--- Material provided ---
PR #5536, opened 2022-10-19
ucr pgbouncers

calellowitz:
https://dimagi-dev.atlassian.net/browse/USH-2498

The changes to sqlalchemy pooling had an unexepect effect on the other databases that shared a pgbouncer instance with the UCR db. This PR adds new pgbouncer machines and sets them as the targets for the UCR nlb. It will be rolled out in two phases, first adding the new targets to the nlb, then removing the old ones, so that it can be done with no downtime.

##### ENVIRONMENTS AFFECTED

Production


environments/production/postgresql.yml
```diff
@@ -148,3 +166,5 @@ dbs:
           - pgbouncer7
           - pgbouncer8
           - pgbouncer9
+          - pgbouncer10
+          - pgbouncer11
```
snopoke, line 170: Confirm that these added to all DB's not for the sake of the rollout? And they will be removed from most DBs in stage 2?

calellowitz: This seems to be our convention, which allows them to access all dbs, but does not affect the routing. All other pgbouncers are listed under every DB, so I tried to keep that consistent.

snopoke (approved):

shyamkumarlchauhan (approved):

PR #5542, opened 2022-10-21
archive deploy

calellowitz:
This is a first pass at creating deploy artifacts to enable autoscaling. It involves a minor change to the deploy process (adding another step to package up and store the release), and a lot of terraform code to create an s3 bucket to store that. I also added a script to fetch and unpackage the release, but did not include code to put it on the server, since I think it's exact location will be determined by how the rest of autoscaling is set up.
---
If a line in the records contains the word "opened", copy it.

■ Written solution
PR #5536, opened 2022-10-19
PR #5542, opened 2022-10-21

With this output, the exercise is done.